**Task brief**: Work out how many lines in the entries below include the word "will". Give nothing but the number.

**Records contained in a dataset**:
↓↓↓

PR #5598, opened 2023-07-23
Preview arbitrary urls within a document

apoorv-mishra:
Enhances #5109 

- [x] Presenter named `presentUnfurl` or something similar
- [x] Iframely [error handling](https://iframely.com/docs/result-codes)
- [x] Integrate with FE
- [x] Tests

Further improvements:

- [x] Iframely API returns back [`cache_age`](https://oembed.com/) field which can be used to serve the cached response from our end rather than making calls to Iframely API

### DIFF
--- a/app/components/HoverPreview/HoverPreviewLink.tsx
+++ b/app/components/HoverPreview/HoverPreviewLink.tsx
@@ -17,7 +17,7 @@ type Props = {
   url: string;
   /** Title for the preview card */
   title: string;
-  /** Url for thumbnail served by the link provider*/
+  /** Url for thumbnail served by the link provider */
   thumbnailUrl: string;
   /** Some description about the link provider */
   description: string;
--- a/app/components/HoverPreview/HoverPreviewLink.tsx
+++ b/app/components/HoverPreview/HoverPreviewLink.tsx
@@ -1,0 +1,31 @@
+import * as React from "react";
+import Img from "@shared/editor/components/Img";
+import Flex from "~/components/Flex";
+import { Preview, Title, Description } from "./Components";
+
+type Props = {
+  /** Link url */
+  url: string;
+  /** Title for the preview card */
+  title: string;
+  /** Url for thumbnail served by the link provider*/
+  thumbnailUrl: string;
+  /** Some description about the link provider */
+  description: string;
+};
+
+function HoverPreviewLink({ url, thumbnailUrl, title, description }: Props) {
+  return (
+    <Preview to={url}>
+      <Flex gap={12} column>
+        <Img src={thumbnailUrl} alt={""} />
+        <Flex column>
+          <Title>{title}</Title>
+          <Description>{description}</Description>
+        </Flex>
+      </Flex>
+    </Preview>
+  );
+}
+
+export default HoverPreviewLink;
--- a/app/components/HoverPreview/HoverPreviewLink.tsx
+++ b/app/components/HoverPreview/HoverPreviewLink.tsx
@@ -1,7 +1,16 @@
 import * as React from "react";
+import styled from "styled-components";
 import Img from "@shared/editor/components/Img";
 import Flex from "~/components/Flex";
-import { Preview, Title, Description } from "./Components";
+import {
+  Preview,
+  Title,
+  Description,
+  Card,
+  CardContent,
+  CARD_WIDTH,
+  THUMBNAIL_HEIGHT,
+} from "./Components";
 
 type Props = {
   /** Link url */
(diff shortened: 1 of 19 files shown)


apoorv-mishra:
Requested review specifically for UI improvements now that the FE integration is done.

tommoor:
Can we try making the image go all the way to the edges? Should also fix this issue where the last line of text is awkwardly chopped off. Also see if the size of the image can be reserved based on the thumbnail dimensions that come back from the API as when it loads in the size of the card changes.

image

server/presenters/unfurls/unfurl.ts
```diff
@@ -0,0 +1,19 @@
+import { IframelyErrorResponse, Unfurl } from "@shared/types";
+
+function presentUnfurl(data: any): Unfurl | IframelyErrorResponse {
+  return !data.error
```
tommoor, line 4: I don't like this overloading with the error response, but it won't be needed with the other suggestion

server/routes/api/urls/urls.ts
```diff
@@ -47,22 +49,24 @@ router.post(
     }
 
     const previewDocumentId = parseDocumentSlug(url);
-    if (!previewDocumentId) {
-      ctx.response.status = 204;
+    if (previewDocumentId) {
+      const document = previewDocumentId
+        ? await Document.findByPk(previewDocumentId)
```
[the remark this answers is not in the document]
apoorv-mishra: Uh-oh!

app/components/HoverPreview/HoverPreviewLink.tsx
```diff
@@ -0,0 +1,50 @@
...
+  CARD_WIDTH,
+  THUMBNAIL_HEIGHT,
+} from "./Components";
+
+type Props = {
+  /** Link url */
+  url: string;
+  /** Title for the preview card */
+  title: string;
+  /** Url for thumbnail served by the link provider*/
```
tommoor, line 20:
```suggestion
  /** Url for thumbnail served by the link provider */
```

app/components/HoverPreview/HoverPreviewLink.tsx
```diff
@@ -0,0 +1,50 @@
...
+  thumbnailUrl: string;
+  /** Some description about the link provider */
+  description: string;
+};
+
+function HoverPreviewLink({ url, thumbnailUrl, title, description }: Props) {
+  return (
+    <Preview to={{ pathname: url }} target="_blank" rel="noopener noreferrer">
```
tommoor, line 28:
```suggestion
    <Preview as="a" href={url} target="_blank" rel="noopener noreferrer">
```

Not tested, but this should work

plugins/iframely/server/iframely.ts
```diff
@@ -0,0 +1,56 @@
...
+    const val = await Redis.defaultClient.get(this.cacheKey(url));
+    if (val) {
+      return JSON.parse(val);
+    }
+  }
+
+  public static async get(url: string) {
+    try {
+      const cached = await this.cached(url);
+      return cached ? cached : this.cache(url);
```
tommoor, line 49: It's weird that the `fetch` method is inside `cache`, lets just split those apart. JSDoc comments appreciated on the publicly exported interface here

server/env.ts
```diff
@@ -601,6 +601,24 @@ export class Environment {
...
+    protocols: ["http", "https"],
+  })
+  public IFRAMELY_URL = process.env.IFRAMELY_URL ?? "https://iframe.ly";
+
+  /**
+   * Iframely API key
+   */
+  @IsOptional()
+  @CannotUseWithout("IFRAMELY_URL")
+  public IFRAMELY_API_KEY = process.env.IFRAMELY_API_KEY ?? "";
```
tommoor, line 620:
```suggestion
  public IFRAMELY_API_KEY = this.toOptionalString(process.env.IFRAMELY_API_KEY);
```

This _is_ optional, empty strings lead to bugs 😉

server/utils/unfurl.ts
```diff
@@ -0,0 +1,24 @@
...
+glob
+  .sync(path.join(rootDir, "plugins/*/server/unfurl.js"))
+  .forEach((filePath: string) => {
+    // eslint-disable-next-line @typescript-eslint/no-var-requires
+    const resolver: UnfurlResolver = require(path.join(
+      process.cwd(),
+      filePath
+    ));
+    const name = startCase(filePath.split("/")[2]);
+    resolvers[name] = resolver;
```
tommoor, line 20: I believe we need to filter out resolvers based on `requiredEnvVars` here, it doesn't happen automatically. It is possible that there will be no valid resolvers and that case can then be handled

tommoor:
Looking good, my comments are mainly about handling the case of these environment variables not being set properly as all existing installations will be missing them.

app/components/HoverPreview/HoverPreviewLink.tsx
apoorv-mishra: Not as it is, but with some other modifications, yes :+1:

↑↑↑

**Output of the exercise**: 2